1. D are the possible doors
2. S is a function to randomly select one item from a vector
3. C is the the door with the car (random among D)
4. P is the the door picked by the player (random among D)
5. H is the door picked by the host (random among D minus C and P)
6. F is the final door picked by the player (deterministic: D minus P and H)
7. success is measured by C==F.

returns: [1] 66.731

Edit

I can save a few characters by not assigning to variables and assuming without loss of generality that C==1:

D=1:3;S=function(x)x[sample(length(x),1)];sum(replicate(1e4,{P=S(D);1==D[-c(P,S(D[-c(1,P)]))]}))/100

Answer 4

Perl, 98 89 83 75 72 71 characters

Here's a serious answer that actually runs the simulation:

sub c{($==rand 2)-"@_"?$=:&c}$n+=$%==c c($%=rand 3)for 1..1e4;say$n/100

In each loop iteration, the player's initial choice is always door #2. First the door with the car is stored in $%, then a different door is selected for Monty Hall to expose. If the remaining door is equal to $%, the round is won.

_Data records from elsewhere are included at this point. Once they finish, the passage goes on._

PR #957, opened 2023-10-05
fix(contactus): allow location section to be empty but not contact information

dcshzj:
## Problem

Closes IS-471.

## Solution

**Breaking Changes**

**Bug Fixes**:

- The location section of the contact us frontmatter is now optional. Code changes are mostly just indentation, except for the last line where the `required()` part is removed.

## Tests

Testable only with frontend.

## Deploy Notes

*None*

### DIFF
--- a/src/validators/RequestSchema.js
+++ b/src/validators/RequestSchema.js
@@ -19,22 +19,20 @@ const UpdateContactUsSchema = Joi.object({
       permalink: Joi.string().required(),
       feedback: Joi.string().allow(""),
       agency_name: Joi.string().required(),
-      locations: Joi.array()
-        .items(
-          Joi.object({
-            address: Joi.array().items(Joi.string().allow("")),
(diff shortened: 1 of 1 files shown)


seaerchin (approved):

seaerchin:
just clarifying here that this change allows both `undefined` (ie the key is missing) and an empty array. 

we might wanna check if downstream callers handle the new case (`undefined`) gracefully or if we need to also provide a default argument to avoid blowing up

harishv7 (approved):

dcshzj:
@seaerchin this is handled gracefully on the frontend [under the data sanitisers](https://github.com/isomerpages/isomercms-frontend/blob/develop/src/utils/contact-us/dataSanitisers.js), so the frontend will always expect to have this key available, even as an empty array. If the backend does not provide this key, it will default to being an empty array.

PR #958, opened 2023-10-09
refactor(ff): make site launch flag a bool flag

seaerchin:
## Problem
Right now, our GGS flag adopts a two tiered approach - first, we get the list of repos from growthbook then we validate based on that. 

This is a _whitelist_ approach, where we add sites as they shift to ggs. This is effortful and going forward, we want to make our flag a _blacklist_ approach, where we allow sites by default until we need to blacklist them. 

## Solution
Add new flag on growthbook that returns a boolean value checking if the user type is email and whether site is blacklisted. (it's true if user is email && site isn't blacklisted)

## Deploy notes
**these steps have to be done pre deploy**
- [ ] for new **email login** sites that are not on ggs, migrate them to ggs by cloning them onto efs (can use form atm) 

**these steps have to be done post deploy**
- [ ] remove the flag for ggs whitelisted repo
- [ ] enable the flag for `is_ggs_enabled` on **production**

### DIFF
--- a/src/constants/featureFlags.ts
+++ b/src/constants/featureFlags.ts
@@ -1,5 +1,4 @@
 export const FEATURE_FLAGS = {
-  GGS_WHITELISTED_REPOS: "ggs_whitelisted_repos",
   IS_BUILD_TIMES_REDUCTION_ENABLED: "is_build_times_reduction_enabled",
   IS_GGS_ENABLED: "is_ggs_enabled",
 } as const
--- a/src/constants/featureFlags.ts
+++ b/src/constants/featureFlags.ts
@@ -1,4 +1,5 @@
 export const FEATURE_FLAGS = {
   GGS_WHITELISTED_REPOS: "ggs_whitelisted_repos",
   IS_BUILD_TIMES_REDUCTION_ENABLED: "is_build_times_reduction_enabled",
+  IS_GGS_WHITELISTED: "is_ggs_whitelisted",
 } as const
--- a/src/constants/featureFlags.ts
+++ b/src/constants/featureFlags.ts
@@ -1,5 +1,5 @@
 export const FEATURE_FLAGS = {
   GGS_WHITELISTED_REPOS: "ggs_whitelisted_repos",
   IS_BUILD_TIMES_REDUCTION_ENABLED: "is_build_times_reduction_enabled",
-  IS_GGS_WHITELISTED: "is_ggs_whitelisted",
+  IS_GGS_ENABLED: "is_ggs_enabled",
 } as const
--- a/src/middleware/routeHandler.js
+++ b/src/middleware/routeHandler.js
@@ -104,7 +104,7 @@ const attachRollbackRouteHandlerWrapper = (routeHandler) => async (
   const { growthbook } = req
 
   const shouldUseGitFileSystem = !!growthbook?.getFeatureValue(
-    FEATURE_FLAGS.IS_GGS_WHITELISTED,
+    FEATURE_FLAGS.IS_GGS_ENABLED,
     false
   )
 
--- a/src/middleware/routeHandler.js
+++ b/src/middleware/routeHandler.js
@@ -25,14 +25,13 @@ const gitFileSystemService = new GitFileSystemService(
   new SimpleGit({ maxConcurrentProcesses: MAX_CONCURRENT_GIT_PROCESSES })
 )
 
-const isRepoWhitelisted = (siteName, ggsWhitelistedRepos) => {
+const isRepoWhitelisted = (siteName, growthbook) => {
   // TODO: adding log to simplify debugging, to be removed after stabilising
-  logger.info(
-    `Checking if ${siteName} is GGS whitelisted: ${ggsWhitelistedRepos.includes(
-      siteName
-    )}`
-  )
-  ggsWhitelistedRepos.includes(siteName)
+  logger.info(`Evaluating if ${siteName} is GGS whitelisted.`)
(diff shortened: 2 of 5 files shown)


src/constants/featureFlags.ts
```diff
@@ -1,3 +1,4 @@
 export const FEATURE_FLAGS = {
   GGS_WHITELISTED_REPOS: "ggs_whitelisted_repos",
```
kishore03109, line 2: Should we remove this since this is no longer in use?

src/middleware/routeHandler.js
```diff
@@ -74,23 +73,15 @@ const attachWriteRouteHandlerWrapper = (routeHandler) => async (
...
-      FEATURE_FLAGS.GGS_WHITELISTED_REPOS,
-      {
-        repos: [],
-      }
-    )
-  }
-
   let isGitAvailable = true
+
   // only check git file lock if the repo is whitelisted
```
kishore03109, line 78: blacklisted**

src/services/db/RepoService.ts
```diff
@@ -38,27 +38,19 @@ export default class RepoService extends GitHubService {
...
-    logger.info(
-      `Evaluating if ${repoName} is GGS whitelisted: ${ggsWhitelistedRepos.includes(
-        repoName
-      )}`
+    logger.info(`Evaluating if ${repoName} is GGS whitelisted.`)
+    // NOTE: Growthbook has to be optional
+    // as we cannot guarantee its presence on `sessionData`.
+    // It is present iff there is a `siteHandler` attached.
+    return !!growthbook?.getFeatureValue(
+      FEATURE_FLAGS.IS_GGS_WHITELISTED,
```
kishore03109, line 51: are we using the wrong feature fflag here?

kishore03109 (commented):
How does this play with migrated sites? ie when is the git clone step for these sites going to occur ah?

src/constants/featureFlags.ts
seaerchin: we cannot remove until this feature is released cos prod still uses this flag

src/middleware/routeHandler.js
seaerchin: good catch, gonna update

src/services/db/RepoService.ts
seaerchin: actually no, i just named it wrongly cos i think i got confused between white/blacklist

seaerchin:
> How does this play with migrated sites? ie when is the git clone step for these sites going to occur ah?

there's a form for them to fill up that triggers a clone

kishore03109:
@seaerchin wait so to be clear, post email migration of sites there needs to a manual sending submission of this form by eng/ops? 
cc. @alexanderleegs think we might need to take this into account ya

src/constants/featureFlags.ts
harishv7: let's add a todo above

src/middleware/routeHandler.js
```diff
@@ -25,14 +25,13 @@ const gitFileSystemService = new GitFileSystemService(
   new SimpleGit({ maxConcurrentProcesses: MAX_CONCURRENT_GIT_PROCESSES })
 )
 
-const isRepoWhitelisted = (siteName, ggsWhitelistedRepos) => {
+const isRepoWhitelisted = (siteName, growthbook) => {
```
harishv7, line 28: do we still need a function for this? seems like the sitename is only passed in to log it and we are just calling 1 growthbook function

src/constants/featureFlags.ts
```diff
@@ -1,3 +1,4 @@
...
+  IS_GGS_WHITELISTED: "is_ggs_whitelisted",
```
harishv7, line 3: just to be clear are we doing a whitelist or blacklist?

src/constants/featureFlags.ts
```diff
@@ -1,3 +1,4 @@
 export const FEATURE_FLAGS = {
```
harishv7, line 1: can we add deploy notes to the PR mentioning to turn on this flag for prod during release

src/middleware/routeHandler.js
seaerchin: removed

src/constants/featureFlags.ts
seaerchin: changed naming to `IS_GGS_ENABLED` for clarity

src/constants/featureFlags.ts
seaerchin: done

src/services/db/RepoService.ts
```diff
@@ -38,27 +38,19 @@ export default class RepoService extends GitHubService {
...
+  isRepoWhitelisted(
+    repoName: string,
+    growthbook?: GrowthBook<FeatureFlags>
+  ): boolean {
     // TODO: Adding for initial debugging if required. Remove once stabilised
-    logger.info(
-      `Evaluating if ${repoName} is GGS whitelisted: ${ggsWhitelistedRepos.includes(
-        repoName
-      )}`
+    logger.info(`Evaluating if ${repoName} is GGS whitelisted.`)
```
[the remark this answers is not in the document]
seaerchin: function is removed

src/constants/featureFlags.ts
seaerchin: removed in code, added deploy note to remove in gb

harishv7 (approved):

(Perl puncutation variables $% and $= are used because they do integer truncation for free.)

Answer 5

Powershell - 168 131 125 115

Golfed code:

nal g Random;1..1e4|%{$C=g 3;$P=g 3;$T+=$C-eq(0..2|?{$_-ne$P-and$_-ne(0..2|?{$_-ne$P-and$_-ne$C}|g)})};"$($T/100)%"

Changes from Original:
Trimmed 53 characters off the original script with some modifications.

• Removed spaces and parenthesis where PowerShell is forgiving of it.
• Used a ForEach-Object loop, via the % alias, instead of while.
• Used number ranges (e.g.: 0..2) instead of explicitly defined arrays.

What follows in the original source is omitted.